Затем он же, Суммин, это было в январе 1919 года, когда в селе Лагань (150 верст ниже г. Астрахани) мне нужно было послать в разведку, в тыл противника, в местность «Черный рынок», он пришел ко мне, как испытанный разведчик. Я ему начал рассказывать, он, слушая меня, только и отвечал: слушаю, понимаю и т. д., но во время разговора я заметил, что он страшно красный, тяжело дышит и я спросил его: «Что с тобой, Суммин?» Он ответил: «Тов. начальник, у меня жар».

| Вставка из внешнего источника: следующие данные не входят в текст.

PR #1381, opened 2024-11-19
(refactor) O3-4199: Bed management should use the modal system

amosmachora:
## Requirements

## Summary
This PR refactors the current modal functionality in the bed management app to use the openmrs modal system as described [here](https://o3-docs.openmrs.org/docs/modal-system). When I was working on this PR I was careful only to refactor the modals, separate edit-add functionalities _(beds, bed tags bed types)_, and not change any underlying implementation. Any change made can be considered absolutely necessary.

I also improved the UX when submitting the modals by adding loading states on the button and showing a spinner. Nothing major.

### Short video verifying that nothing breaks after this change
https://github.com/user-attachments/assets/5e25e243-f2d7-4f17-915d-0b786401b138

## Related Issue

https://openmrs.atlassian.net/browse/O3-4199
## Other

---
- To see the specific tasks where the Asana app for GitHub is being used, see below:
  - https://app.asana.com/0/0/1209837472253519

### DIFF
--- a/packages/esm-bed-management-app/src/bed-administration/bed-administration-form.component.tsx
+++ b/packages/esm-bed-management-app/src/bed-administration/bed-administration-form.component.tsx
@@ -37,8 +37,7 @@ interface BedAdministrationFormProps {
   headerTitle: string;
   initialData: BedWithLocation;
   occupancyStatuses: string[];
-  onModalChange: (showModal: boolean) => void;
-  showModal: boolean;
+  closeModal: () => void;
 }
 
 interface ErrorType {
@@ -86,8 +85,7 @@ const BedAdministrationForm: React.FC<BedAdministrationFormProps> = ({
   headerTitle,
   initialData,
   occupancyStatuses,
-  onModalChange,
-  showModal,
+  closeModal,
 }) => {
   const { t } = useTranslation();
   const [occupancyStatus, setOccupancyStatus] = useState(capitalize(initialData.status));
@@ -129,9 +127,8 @@ const BedAdministrationForm: React.FC<BedAdministrationFormProps> = ({
   };
 
   return (
-    // TODO: Port this over to the modal system or create individual modals for each form
-    <ComposedModal open={showModal} onClose={() => onModalChange(false)} preventCloseOnClickOutside>
-      <ModalHeader title={headerTitle} />
+    <React.Fragment>
+      <ModalHeader title={headerTitle} closeModal={closeModal} />
       <ModalBody hasScrollingContent>
         <Form>
           <Stack gap={3}>
@@ -283,14 +280,14 @@ const BedAdministrationForm: React.FC<BedAdministrationFormProps> = ({
         </Form>
       </ModalBody>
       <ModalFooter>
-        <Button onClick={() => onModalChange(false)} kind="secondary">
+        <Button onClick={closeModal} kind="secondary">
           {getCoreTranslation('cancel', 'Cancel')}
         </Button>
         <Button disabled={!isDirty} onClick={handleSubmit(onSubmit, onError)}>
           <span>{t('save', 'Save')}</span>
         </Button>
       </ModalFooter>
-    </ComposedModal>
+    </React.Fragment>
   );
 };
 
--- a/packages/esm-bed-management-app/src/bed-administration/bed-administration-form.component.tsx
+++ b/packages/esm-bed-management-app/src/bed-administration/bed-administration-form.component.tsx
@@ -6,7 +6,6 @@ import { zodResolver } from '@hookform/resolvers/zod';
 import {
   Button,
   ComboBox,
-  ComposedModal,
   Form,
   FormGroup,
   InlineNotification,
@@ -196,17 +195,7 @@ const BedAdministrationForm: React.FC<BedAdministrationFormProps> = ({
                     items={allLocations}
                     itemToString={(location) => location?.display ?? ''}
                     label={t('location', 'Location')}
-                    /*
-                      TODO: onBlur shall be refactored to onBlur={onBlur} if esm-core has @carbon/react version 1.72+
-                      (ComboBox bug does not trigger onChange below mentioned version in production build - see https://github.com/carbon-design-system/carbon/issues/18145#issuecomment-2521936772)
-                    */
-                    onBlur={(event) => {
-                      const selectedLocation = allLocations.find((element) => element.display === event.target.value);
-                      if (selectedLocation)
-                        setValue('location', { display: selectedLocation.display, uuid: selectedLocation.uuid });
-                      else setValue('location', { display: '', uuid: '' });
-                      onBlur();
-                    }}
+                    onBlur={onBlur}
                     onChange={({ selectedItem }) => onChange(selectedItem)}
                     placeholder={t('selectBedLocation', 'Select a bed location')}
                     ref={ref}
--- a/packages/esm-bed-management-app/src/bed-administration/bed-administration-table.component.tsx
+++ b/packages/esm-bed-management-app/src/bed-administration/bed-administration-table.component.tsx
@@ -1,4 +1,4 @@
-import React, { useMemo, useState } from 'react';
+import React, { useCallback, useMemo, useState } from 'react';
 import { useTranslation } from 'react-i18next';
 import {
   Button,
@@ -18,13 +18,17 @@ import {
   Tile,
 } from '@carbon/react';
 import { Add, Edit } from '@carbon/react/icons';
-import { ErrorState, isDesktop as desktopLayout, useLayoutType, usePagination } from '@openmrs/esm-framework';
-import type { BedWithLocation } from '../types';
+import {
+  ErrorState,
+  isDesktop as desktopLayout,
+  showModal,
+  useLayoutType,
+  usePagination,
+} from '@openmrs/esm-framework';
 import { useBedsGroupedByLocation } from '../summary/summary.resource';
 import CardHeader from '../card-header/card-header.component';
-import EditBedForm from './edit-bed-form.component';
 import Header from '../header/header.component';
-import NewBedForm from './new-bed-form.component';
+import type { BedWithLocation } from '../types';
 import styles from './bed-administration-table.scss';
 
 const BedAdministrationTable: React.FC = () => {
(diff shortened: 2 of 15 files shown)


packages/esm-bed-management-app/src/bed-tag/edit-tag-form.modal.tsx
```diff
@@ -0,0 +1,191 @@
...
+  const onSubmit = (formData: BedTagData) => {
+    const result = BedTagAdministrationSchema.safeParse(formData);
+    if (result.success) {
+      setShowErrorNotification(false);
+      handleUpdateBedTag(formData);
+    }
+  };
+
+  const onError = (error: { [key: string]: ErrorType }) => {
+    setFormStateError(Object.entries(error)[0][1].message);
```
ibacher, line 128: So we only support a single error? That seems wrong...

In principle, each field should display an error message related to that field and we only need a bigger message if there's an error... bigger than a field.

packages/esm-bed-management-app/src/bed-tag/edit-tag-form.modal.tsx
```diff
@@ -0,0 +1,191 @@
...
+        <Form>
+          <Stack gap={3}>
+            <FormGroup legendText={''}>
+              <Controller
+                name="name"
+                control={control}
+                render={({ field, fieldState }) => (
+                  <>
+                    <TextInput
+                      id="bedTag"
```
ibacher, line 145: Is `id` required here?

ibacher (changes requested):
A couple of quick thoughts. While its a good idea to use the new modal system, I don't like  the idea of having to maintain 6 forms instead of the previous 3.

packages/esm-bed-management-app/src/bed-tag/edit-tag-form.modal.tsx
```diff
@@ -0,0 +1,191 @@
...
+
+const BedTagAdministrationSchema = z.object({
+  name: z.string().max(255),
+});
+
+interface ErrorType {
+  message: string;
+}
+
+const EditBedTagForm: React.FC<EditBedTagFormProps> = ({ editData, mutate, closeModal }) => {
```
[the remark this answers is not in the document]
ojwanganto: Ideally, we should maintain a single for adding/editing a tag.

amosmachora:
> A couple of quick thoughts. While its a good idea to use the new modal system, I don't like the idea of having to maintain 6 forms instead of the previous 3.

Hello @denniskigen is at a better position to answer this question. Also the new 'architecture' is a personal preference of mine too as it allows for separation of concerns. I think it looks like more work from the onset but it simplifies work later IMO.

packages/esm-bed-management-app/src/bed-tag/edit-tag-form.modal.tsx
amosmachora: @ibacher the aim of this PR was to just separate out the forms. As I said in the PR description I consciously made the decision to leave everything as is to make it easier for review. If more changes like this are required I am more than happy to work on them but that might bloat the PR and make it more challenging to review.

Also as I was working on this I made the assumption that since I was working on top of already merged changes there is not much need to concentrate on the details.

packages/esm-bed-management-app/src/bed-tag/edit-tag-form.modal.tsx
```diff
@@ -0,0 +1,191 @@
...
+  } = useForm<BedTagData>({
+    mode: 'all',
+    resolver: zodResolver(BedTagAdministrationSchema),
+    defaultValues: {
+      name: editData.name || '',
+    },
+  });
+
+  const onSubmit = (formData: BedTagData) => {
+    const result = BedTagAdministrationSchema.safeParse(formData);
```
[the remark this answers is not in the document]
amosmachora: The original code was written by @brandones in my understanding so I feel he is at a better position to answer this.

packages/esm-bed-management-app/src/bed-tag/edit-tag-form.modal.tsx
ibacher: Because of the way these changes are done, it's very hard for me to tell what's "new" in this PR and what's just "moved" from somewhere else.

ibacher:
> I think it looks like more work from the onset but it simplifies work later IMO.

See, I see this in exactly the opposite way. Previously, we had one form to add or edit each of the three things (bed tags, etc.). Now, we have a separate form for each. That means if we decide that we need to, I don't know, collect a date the change should be effective on, we now need to add that field to both the add form and the edit form. With the previous setup, we just needed to modify the code in a single place.

While, in general, I'm in favour of breaking things up a bit, breaking things up in _this_ way makes on-going maintenance harder, precisely because you need to know that there are two files that need to be updated for each change.

The objection here isn't _necessarily_ to having a separate `add-tag-form` modal and `edit-tag-form` modal, but these should _share_ a single component that actually renders the form.

amosmachora:
> > I think it looks like more work from the onset but it simplifies work later IMO.
> 
> See, I see this in exactly the opposite way. Previously, we had one form to add or edit each of the three things (bed tags, etc.). Now, we have a separate form for each. That means if we decide that we need to, I don't know, collect a date the change should be effective on, we now need to add that field to both the add form and the edit form. With the previous setup, we just needed to modify the code in a single place.
> 
> While, in general, I'm in favour of breaking things up a bit, breaking things up in _this_ way makes on-going maintenance harder, precisely because you need to know that there are two files that need to be updated for each change.
> 
> The objection here isn't _necessarily_ to having a separate `add-tag-form` modal and `edit-tag-form` modal, but these should _share_ a single component that actually renders the form.

Great points @ibacher this absolutely makes sense if you explain it that way. I guess its just a personal preference of mine and the ticket did leave room for some creativity.  What do you suggest we do in that case then? should we just refactor the modals to use the modal system and leave everything as is?

packages/esm-bed-management-app/src/bed-tag/edit-tag-form.modal.tsx
amosmachora: I see. Think of it this way. the `new tag form` and `the edit tag form` both used an abstracted `tag component`. what I did was duplicate the tag component in both forms. So the `new tag form` know owns its own functionality that was previously in the `tag component` same as the edit one.

amosmachora: so nothing is new in short

amosmachora:
> > I think it looks like more work from the onset but it simplifies work later IMO.
> 
> See, I see this in exactly the opposite way. Previously, we had one form to add or edit each of the three things (bed tags, etc.). Now, we have a separate form for each. That means if we decide that we need to, I don't know, collect a date the change should be effective on, we now need to add that field to both the add form and the edit form. With the previous setup, we just needed to modify the code in a single place.
> 
> While, in general, I'm in favour of breaking things up a bit, breaking things up in _this_ way makes on-going maintenance harder, precisely because you need to know that there are two files that need to be updated for each change.
> 
> The objection here isn't _necessarily_ to having a separate `add-tag-form` modal and `edit-tag-form` modal, but these should _share_ a single component that actually renders the form.

While we are on the topic, just for fun, how about when you only need to refactor one functionality, say, the edit functionality? Isn`t there a chance that you might end up breaking two features instead of one or making an unnecessary change in the other while you only aimed at changing one thing?

ojwanganto:
> > > I think it looks like more work from the onset but it simplifies work later IMO.
> > 
> > 
> > See, I see this in exactly the opposite way. Previously, we had one form to add or edit each of the three things (bed tags, etc.). Now, we have a separate form for each. That means if we decide that we need to, I don't know, collect a date the change should be effective on, we now need to add that field to both the add form and the edit form. With the previous setup, we just needed to modify the code in a single place.
> > While, in general, I'm in favour of breaking things up a bit, breaking things up in _this_ way makes on-going maintenance harder, precisely because you need to know that there are two files that need to be updated for each change.
> > The objection here isn't _necessarily_ to having a separate `add-tag-form` modal and `edit-tag-form` modal, but these should _share_ a single component that actually renders the form.
> 
> Great points @ibacher this absolutely makes sense if you explain it that way. I guess its just a personal preference of mine and the ticket did leave room for some creativity. What do you suggest we do in that case then? should we just refactor the modals to use the modal system and leave everything as is?

In addition to @ibacher's response, it is also a case of convention and standards which also guide code reviews. If you look at many forms in the system, the convention is to use a single form for add/edit and unit tests ensure the forms work as expected. I suggest that you only refactor the original code to use the modals. That will also align with the PR title for ease of reviews

amosmachora:
> > > > I think it looks like more work from the onset but it simplifies work later IMO.
> > > 
> > > 
> > > See, I see this in exactly the opposite way. Previously, we had one form to add or edit each of the three things (bed tags, etc.). Now, we have a separate form for each. That means if we decide that we need to, I don't know, collect a date the change should be effective on, we now need to add that field to both the add form and the edit form. With the previous setup, we just needed to modify the code in a single place.
> > > While, in general, I'm in favour of breaking things up a bit, breaking things up in _this_ way makes on-going maintenance harder, precisely because you need to know that there are two files that need to be updated for each change.
> > > The objection here isn't _necessarily_ to having a separate `add-tag-form` modal and `edit-tag-form` modal, but these should _share_ a single component that actually renders the form.
> > 
> > 
> > Great points @ibacher this absolutely makes sense if you explain it that way. I guess its just a personal preference of mine and the ticket did leave room for some creativity. What do you suggest we do in that case then? should we just refactor the modals to use the modal system and leave everything as is?
> 
> In addition to @ibacher's response, it is also a case of convention and standards which also guide code reviews. If you look at many forms in the system, the convention is to use a single form for add/edit and unit tests ensure the forms work as expected. I suggest that you only refactor the original code to use the modals. That will also align with the PR title for ease of reviews

Perfect. Makes sense if that is the ongoing standard then there is probably no reason for this one to be different.

packages/esm-bed-management-app/src/bed-tag/edit-tag-form.modal.tsx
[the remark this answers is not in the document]
brandones: I don't think I wrote this; if I appear in the blame I probably moved the code in from somewhere else. Anyway it looks like this is outdated, so I will assume the question is resolved.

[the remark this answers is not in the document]
ojwanganto: @amosmachora please take note

NethmiRodrigo:
Thanks @amosmachora!

NethmiRodrigo (approved):

ibacher (approved):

Я предложил ему не ехать, но он уехал, уехал с двумя рыбаками. Решено было проехать верст сто и в тылу противника высадиться, произвести разведку. Рыбаки местами не хотели ехать, говоря, что нас повесят, но он вытащил «Маузер», тогда они взялись грести. В камышах он вылез, а рыбакам заявил, что если к вечеру не вернется, то чтобы они уезжали, но если они раньше уедут, до вечера, и вернутся к себе, то начальник штаба их расстреляет. Так или иначе они должны были вернуться с запиской.
Сам отправился производить разведку и все время находился в тылу. Вечером возвратился. На другой день он приехал и принес очень хорошие и подробные сведения.
Но когда он доносил об этом, то говорит – тысячи полторы их было, но вдруг начал говорить: «Т. начальник, рыбки летят, рыбки падают с потолка».
У него, оказывается, был тиф, сильный жар.
Положили его. На другой день я вижу – идет Суммин (он встал с постели) и говорит: «Т. начальник, я забыл еще Вам сказать…» (я не помню, что-то он мне еще рассказал).
Я спросил его: «Ну как, рыбки не падают? Иди ложись».
Через час я пришел в лазарет и смотрю – он лежит весь в бреду, разбросав руки…


ЦДНИКК. Ф. 2830. Оп. 1. Д. 207. Л. 1 об., 2, 233, 234, 237–239, 204, 205.